As described above, in the grease supply mechanism of the wave gear device of this embodiment, when the wave generator 4 rotates, the grease is continuously supplied to the meshing tooth surfaces, so that the lubrication of this portion is sufficient. Can be Further, by such a grease supplying operation, the initial wear powder on the meshing tooth surface can be efficiently removed, so that the life of the apparatus can be extended.

It should be noted that a filter may be installed in the grease passage or at the open end portion thereof so that the abrasion powder generated on the meshing tooth surface does not recirculate through the grease passages 74 and 25.

The supply amount of grease can be controlled by appropriately adjusting the consistency of grease.

Further, it goes without saying that the grease passages 74 and 25 may be filled with grease in advance.

[0024]

As described above, in the grease supply mechanism of the wave gear device of the present invention, attention is paid to the input side cover attached to the outer periphery of the input shaft connected to the wave generator of the wave gear device. Utilizing the inside, it captures grease scattered from the rotating wave generator and the flexible external gear, and guides it to a grease passage inclined downward, and through this grease passage, the internal gear and It is supplied to the meshing tooth surface of the external gear. Therefore, according to the present invention, it is possible to supply the grease to the meshing tooth surface with the rotation of the wave generator, to sufficiently lubricate this portion, and to efficiently remove the initial abrasion powder and the like. You can

[Brief description of drawings]

FIG. 1 is a view showing a wave gear device to which the present invention is applied, (A) is a schematic half sectional view thereof, and (B) is a side view thereof.

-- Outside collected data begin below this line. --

PR #62, opened 2020-05-07
Windows Support

Sean-Der:
This is broken, but WIP

### DIFF
--- a/.github/build_windows.bat
+++ b/.github/build_windows.bat
@@ -1,0 +1,6 @@
+call "C:\Program Files (x86)\Microsoft Visual Studio\2017\BuildTools\VC\Auxiliary\Build\vcvars64.bat"
+mkdir build
+cd build
+cmd.exe /c cmake -G "NMake Makefiles" ..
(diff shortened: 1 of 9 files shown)


disa6302:
The bat script in windows would be used by customers as well, right? 

If that is the case, should we move the file outside .github and add instructions in the README.md?

Sean-Der:
I wasn't planning for customers to use @disa6302. Personally I would rather users invoke the commands themselves!

I want to have this all inline in the `.travis.yml` but I couldn't get bash on Windows to execute :/

disa6302:
@Sean-Der,  I am good with that! As long as we list out the dependencies with the version information we tested with (maybe) for running our SDKs on Windows in the cpp SDK, it should be good.

Sean-Der:
@disa6302 agree, after this I want to go back and every README will have a `building on Windows` note.

My end goal is that everything should have the same exact flow, but then we have little notes (If you are building on Windows/Mac/Linux do this!) 

I think we will see more stability/less config drift that way! Maybe I am wrong, but that is my hope at least :)

PR #67, opened 2020-05-13
Enhance build system for users

lherman-cs:
Changes:
* No longer treat PIC specially
* Add install steps
* Add pc files


lherman-cs:
Updated with PIC dependency pointing to a specific commit hash

lherman-cs:
@MushMal PTAL

PR #77, opened 2020-05-28
Outsourcing the file logging functionality into common. Adding new co…

MushMal:
…mmon API and tests

Issue #https://github.com/awslabs/amazon-kinesis-video-streams-webrtc-sdk-c/issues/289

*Description of changes:*


chehefen:
I think the file logging functionality should be put into PIC. webrtc client does not depend on producer common and and now it will have to do that to get the file logging function.

disa6302:
@chehefen , 

We do include <com/amazonaws/kinesis/video/common/Include.h> in the webrtc Include.h.

MushMal:
> I think the file logging functionality should be put into PIC. webrtc client does not depend on producer common and and now it will have to do that to get the file logging function.

WebRTC does include Common library so it will pick it up automatically. I think it should be OK

PR #78, opened 2020-05-29
[Issue-65] Add command line parser

### LINKED ISSUE #65: Have a common function to parse command line options
Currently, all the samples mandate sequence of command line arguments which makes the code less maintainable over time. Using getopt() is not the most direct option because Windows does not support it. We need to have a utility of sorts that can be used by cpp sdk and producer sdk to parse command line options

disa6302:
*Issue #, if available: #65 *

*Description of changes:*
- Currently, we require the command line options to be in a specific order. This creates a hassle because we will require all options to set a specific option. To avoid any platform dependency, this PR aims at creating a custom command line option parser. 
- Modified samples to move to this approach

Note: The parser mandates requirement of prefix `--` to the option.

Resolves #65 

### DIFF
--- a/samples/KvsAacAudioVideoStreamingSample.c
+++ b/samples/KvsAacAudioVideoStreamingSample.c
@@ -141,6 +141,16 @@ CleanUp:
     return (PVOID) (ULONG_PTR) retStatus;
 }
 
+void helper() {
+    printf("List of available options:\n" \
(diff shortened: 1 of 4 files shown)


disa6302:
Closing this PR for now. Will revisit when I can get to this.

PR #88, opened 2020-06-18
Add mbedTLS support for common LWS

lherman-cs:
This is required to enable mbedTLS support for WebRTC SDK, https://github.com/awslabs/amazon-kinesis-video-streams-webrtc-sdk-c/issues/121.

### DIFF
--- a/CMake/Dependencies/libwebsockets-CMakeLists.txt
+++ b/CMake/Dependencies/libwebsockets-CMakeLists.txt
@@ -12,6 +12,12 @@ else()
   set(LWS_WITH_SHARED 1)
 endif()
 
+if (USE_MBEDTLS)
+  set(LWS_WITH_MBEDTLS ON)
+else()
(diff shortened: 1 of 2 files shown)


CMake/Dependencies/libwebsockets-CMakeLists.txt
```diff
@@ -12,6 +12,11 @@ else()
   set(LWS_WITH_SHARED 1)
 endif()
 
+set(LWS_WITH_MBEDTLS OFF)
+if (USE_MBEDTLS)
+  set(LWS_WITH_MBEDTLS ON)
+endif()
```
MushMal, line 18: Why not if/else?

lherman-cs: No particular reason really. But, yea, I think if else is more readable too. I'll update it.

PR #130, opened 2020-10-29
Update issue templates

hassanctech:


.github/ISSUE_TEMPLATE/bug_report.md
```diff
@@ -0,0 +1,47 @@
...
+
+**Screenshots**
+If applicable, add screenshots to help explain your problem.
+
+**Desktop (please complete the following information):**
+ - OS: [e.g. iOS]
+ - Browser [e.g. chrome, safari]
+ - Version [e.g. 22]
+
+**Smartphone (please complete the following information):**
```
MushMal, line 40: I would rather remove this section as most of the C producer users are not mobile clients. Instead, I would add something about the media pipeline

**Media pipeline:**
 - What is the media source (GStreamer, custom, etc). What is the upstream encoder/pipeline?
 - What is the media type, configuration
 - For Video - what's the codec information (Annex-B, AvCC, raw frames), CPD present, etc..
 - For Audio - what's the audio configuration (CPD generated, etc)..
 - Intermittent/continuous streaming?

MushMal (approved):
Thanks for getting this done!

.github/ISSUE_TEMPLATE/bug_report.md
hassanctech: Yeah good point, Agreed, I'm going to update this.

PR #174, opened 2015-10-28
Include tox.ini in sdist

koobs:
Allows downstream consumers and OS packagers & porters to use tox for testing since py.test by itself doesn't work without hyper being installed in site-packages. Fixing the latter would be much preferable than having to run tox.

Supporting the setup.py test command and having tests *just work* via that method (read tests_require, test_suite) would also be great but is out of scope for this change:

[Pytest: Integration with setuptools test commands](https://pytest.org/latest/goodpractises.html#integration-with-setuptools-test-commands)


Lukasa:
Well there's certainly no reason not to just immediately merge this.

PR #179, opened 2015-12-07
Allow non-dictionary header arguments in request method.

irvind:
It's just a tiny improvement for HTTP11Connection class. Now you can pass any iterable as a header argument.

### DIFF
--- a/CONTRIBUTORS.rst
+++ b/CONTRIBUTORS.rst
@@ -38,3 +38,7 @@ In chronological order:
   - Added support for upgrade of plaintext HTTP/1.1 to plaintext HTTP/2.
   - Added proxy support.
   - Improved IPv6 support.
+
+- Eugene Obukhov (@irvind)
+
+  - General code improvements.
--- a/hyper/http11/connection.py
+++ b/hyper/http11/connection.py
@@ -10,6 +10,8 @@ import os
 import socket
 import base64
 
+from collections import Iterable
+
 from .response import HTTP11Response
 from ..tls import wrap_socket, H2C_PROTOCOL
 from ..common.bufsocket import BufferedSocket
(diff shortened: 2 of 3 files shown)


sigmavirus24:
So in general I'm +1 on this idea, but I'm also -0.5 on the implementation. If we want to support iterables that are orderable, we should preserve that order on the backend if possible. Users will expect that if they pass headers like

```
[('Cookie', 'some_cookie=value'),
 ('Cookie', 'some_other_cookie=some_other_value')]
```

Then they would be sent in that order. Further, the above list would remove the ability to send both of those. I haven't finished reading 7540 though, so I don't even know if that's actually a concern for h2.

Lukasa:
Thanks for this @irvind! :sparkles: :cake: :sparkles:

So, I agree with @sigmavirus24 here as well. I think the general approach here is good, but we should try to do it right. Happily, the "order in the backend" preservation logic is easily achieved by casting the `Iterable` to `HTTPHeaderMap` instead of to `dict`. That way, `hyper` gets to use a consistent object through its backend, and users can pass us whatever they want.

I think the way to do this is to extend your unit test to use more than one header. If you did this in the current change, that test should start intermittently failing because of hash randomization. Then, switching the cast to `dict` to an initialization of a `HTTPHeaderMap` should cause that test to start consistently passing.

BTW, @irvind, you should add yourself to the CONTRIBUTORS file!

irvind:
@sigmavirus24 @Lukasa Thanks for your remarks! I've tried to fix those issues in the new commit.

Lukasa:
Fab @irvind, that's much better. Let's add one final thing to that test, just to clarify that it really does work as advertised: let's change the list of sent headers to:

```python
('User-Agent', 'hyper'), 
('Custom-field', 'test'),
('Custom-field2', 'test'),
('Custom-field', 'test2'),
```

And validate that those two `Custom-field` headers really do come out as separate lines, in that order. Then I'll happily merge. =)

irvind:
@Lukasa All right, here it is.

Lukasa:
Beautiful, thanks so much @irvind! :sparkles: :cake: :sparkles:

sigmavirus24:
Woot! Good job @irvind! :+1:

PR #180, opened 2015-12-10
Add simple concurrency support to HTTP20Connection

tbetbetbe:
- adds simple scheme for allowing HTTP20Connections to be used
concurrently by adding a couple of RLocks.

- connection and stream creation is synchronized
- reads and writes of frames on the connection and its streams are
  synchronized
- connection#request is synchronized

The current tox tests pass, but no new unit tests are added.
However a threading test is added to test_release.py that passes, e.g

$ py.test -s \
test_release.py::TestHyperActuallyWorks::test_threaded_abusing_nghttp2_org

### DIFF
--- a/hyper/http20/connection.py
+++ b/hyper/http20/connection.py
@@ -376,12 +376,12 @@ class HTTP20Connection(object):
                 stream.close(error_code)
 
             # Send GoAway frame to the server
-            if self._sock is not None:
-                try:
-                    self._send_cb(GoAwayFrame(0), True)
-                except Exception as e:  # pragma: no cover
-                    log.warn("GoAway frame could not be sent: %s" % e)
+            try:
+                self._send_cb(GoAwayFrame(0), True)
+            except Exception as e:  # pragma: no cover
+                log.warn("GoAway frame could not be sent: %s" % e)
 
+            if self._sock is not None:
                 self._sock.close()
                 self.__init_state()
 
--- a/hyper/http20/connection.py
+++ b/hyper/http20/connection.py
@@ -128,6 +128,12 @@ class HTTP20Connection(object):
         # be synchronized, it uses _send_cb internally (which is serialized);
         # it's other activity (safe deletion of the stream from self.streams)
         # does not require synchronization.
+        #
+        # _read_lock may be acquired when already holding the _write_lock,
+        # when they both held it is always by acquiring _write_lock first
+        #
+        # either _read_lock or _write_lock may be acquired whilst holding _lock
+        # which should always be acquired before either of the other two.
         self._lock = threading.RLock()
         self._write_lock = threading.RLock()
         self._read_lock = threading.RLock()
@@ -836,8 +842,7 @@ class HTTP20Connection(object):
         """
         # Concurrency
         #
-        # Synchronizes reading data, using the same rentrant lock as when data
-        # is written. i.e, reads and writes to the connection are serialized.
+        # Synchronizes reading data
         #
         # i/o occurs while the lock is held; waiting threads will see a delay.
         with self._read_lock:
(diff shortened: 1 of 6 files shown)


hyper/http20/connection.py
```diff
@@ -275,23 +346,36 @@ def close(self, error_code=None):
...
+        #
+        # i/o occurs while the lock is held; waiting threads will see a delay.
+        with self._lock:
+            # Close all streams
+            for stream in list(self.streams.values()):
+                log.debug("Close stream %d" % stream.stream_id)
+                stream.close(error_code)
+
+            # Send GoAway frame to the server
+            if self._sock is not None:
```
Lukasa: There's a behavioural change here: what's the reasoning for it?

hyper/http20/connection.py
```diff
@@ -544,23 +652,12 @@ def _send_cb(self, frame, tolerate_peer_gone=False):
...
-            # If we don't have room in the flow control window, we need to look
-            # for a Window Update frame.
-            while self._out_flow_control_window < len(frame.data):
-                self._recv_cb()
-
-            self._out_flow_control_window -= len(frame.data)
-
         data = frame.serialize()
-
         max_frame_size = self._settings[SettingsFrame.SETTINGS_MAX_FRAME_SIZE]
```
Lukasa: So anything that comes off of settings can be changed under our feet. I suspect this means we'll need to have an RWLock around settings access that ensures that while we're using a settings value it doesn't change.

hyper/http20/connection.py
```diff
@@ -569,12 +666,28 @@ def _send_cb(self, frame, tolerate_peer_gone=False):
...
-                e.errno not in (errno.EPIPE, errno.ECONNRESET)):
-                raise
+        # Concurrency
+        #
+        # Synchronizes data writes.  This also ensures that only the current
+        # thread waits for window updates when the flow control window is
+        # blocked.
+        #
+        # i/o occurs while the lock is held; waiting threads will see a delay.
+        with self._write_lock:
```
Lukasa: Do we not also require the read_lock here?

Lukasa: Oh, nevermind, I see that `recv_cb` takes it itself.

hyper/http20/connection.py
```diff
@@ -98,6 +99,39 @@ def __init__(self, host, port=None, secure=None, window_manager=None, enable_pus
...
+        # I.e, sends/receve on the connection and its streams are serialized
+        # and separately across the threads accessing the connection.  This is
+        # a simple way of providing thread-safety.
+        #
+        # _write_lock and _read_lock synchronize all interactions between
+        # streams and the connnection.  There is a third i/o callback,
+        # _close_stream, passed to a stream's constructor.  It does not need to
+        # be synchronized, it uses _send_cb internally (which is serialized);
+        # it's other activity (safe deletion of the stream from self.streams)
+        # does not require synchronization.
```
Lukasa: It might be worth updating the comment here to talk about the correct order to obtain these locks in the event that more than one is required. This is particularly true for hyper, which gets a bit carried away about calling back into itself recursively. ;)

Lukasa:
Thanks for this @tbetbetbe, this is a really good start! I've just pushed up the `concurrency` branch: feel free to target this PR against it.

We need to be really careful to guard against the risk of deadlock, where the big problem is the order in which we take locks, and ensuring that some of the recursive logic used by hyper doesn't bump into any of those conditions. Doing this is going to be really tricky, I think: fundamentally, we may have to analyse possible control flow paths by eye and confirm that they have no risk of deadlocking.

hyper/http20/connection.py
tbetbetbe: Add that below

hyper/http20/connection.py
tbetbetbe: It was unnecessary, I've removed it.

Lukasa:
Closing for #189.

Issue #61, opened 2014-06-15
Use memoryviews in HPACK


Lukasa:
HPACK should use memoryview objects when decoding if at all possible to avoid copying memory all over the place.

Lukasa:
Done! Thanks @irvind!

PR #181, opened 2015-12-12
Use memoryview when decoding HPACK headers

irvind:
In this pull request I was trying to resolve the issue #61. Tests passed successfully for py3.4 and py2.7 on my machine, but unfortunately, I don't know if it's gonna work for PyPy.


Lukasa:
Hey @irvind! Unfortunately, `hpack` is actually a separate module that I vendor in. Can you make this change against the module [over here](https://github.com/python-hyper/hpack)?

irvind:
@Lukasa sure, I'll redo this change.

PR #184, opened 2015-12-22
Fixed typo in SSLContext

benlast:
In `hyper.ssl_compat.SSLContext#load_cert_chain`, the reference to `self._ctx.set_password_cb` should be `self._ctx.set_passwd_cb`.
Added `test/test_hyper_SSLContext.py`, with test client cert and key, to reproduce the issue, fixed the typo, verified that all tests pass.


Lukasa:
So, the PyPy tests are failing: this looks specifically like the problem is that you're unconditionally importing `ssl_compat` to get hold of a SSLContext without having PyOpenSSL installed (as the standard tests do not).

What we probably want to do is to skip the tests if the import of `ssl_compat` fails, and then update Travis to make sure that we also run all tests at least once with PyOpenSSL installed. How does that sound?

benlast:
Sounds like a reasonable solution; sorry for missing that the standard tests don't have PyOpenSSL installed (is that in a doc anywhere)? I've just pushed a fix.

Lukasa:
No need to apologise!

Right now Hyper doesn't mention anything about the CI in the contributors guide, but it might be a good idea, thanks! Feel free to open an issue to track that. =) I'll wait to see how the tests go.

Lukasa:
So the tests pass, which is good, but let's try to make this report correctly. Specifically, let's try marking these tests with a [py.test directive](https://pytest.org/latest/skipping.html#marking-a-test-function-to-be-skipped) that will skip them if the SSLContext is `None`, rather than using the `if`. That way, we get a clear indication that this test isn't relevant.

benlast:
I'm not a pytest user (more of a nosetest guy), but let's see what this can do...

Lukasa:
Thanks so much for this!

PR #185, opened 2015-12-23
Minor HTTP20Connection changes

irvind:
I don't know if these tiny changes are appropriate, but here they are.

### DIFF
--- a/hyper/http20/connection.py
+++ b/hyper/http20/connection.py
@@ -722,6 +722,8 @@ class HTTP20Connection(object):
             except ConnectionResetError:
                 break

FIG. 2 is an explanatory view for explaining a grease distribution path formed by the grease passages of FIG. 1;

[Explanation of symbols]

 1 wave gear device 1a axis 2 rigid internal gear 2a internal tooth 25 grease passage 25a first horizontal portion 25b second horizontal portion 25c, 25d opening 3 flexible external tooth gear 3a external tooth 4 wave generator 5 input shaft 6 Bearing 7 Input side cover 72 Grease reservoir 74 Grease passages 74a, 74e Opening 74b Upper horizontal part 74c Inclined part 74d Lower horizontal part 8 Output shaft 9 Bearing

Claims (2)

[Claims] 1. An annular rigid internal gear, an annular flexible external gear arranged inside the annular internal gear, and the flexible external gear is bent in the radial direction to provide the rigidity at a plurality of points. Along with meshing with the internal gear, by moving these meshing positions in the circumferential direction, a wave generator that generates relative rotation between the rigid internal gear and the flexible external gear,
In a wave gear device having an input shaft coaxially connected to the wave generator for rotating the wave generator, an annular input side cover arranged on the outer periphery of the input shaft, A grease reservoir formed on an annular end surface of the input side cover facing the wave generator and the flexible external gear, and an end formed in the input side cover and open at the grease reservoir. The cover-side grease passage is formed inside the rigid internal gear, and one end communicates with the cover-side grease passage and the other end is open to the internal tooth forming portion of the rigid internal gear. A grease supply mechanism for a wave gear device, comprising: a tooth gear side grease passage. 2. The cover-side grease passage and the internal-toothed gear-side grease passage communicating with the cover-side grease passage as a whole from the cover-side grease passage toward the internal-toothed gear-side grease passage according to claim 1. A grease supply mechanism for a wave gear device, which has an inclined passage that is inclined downward.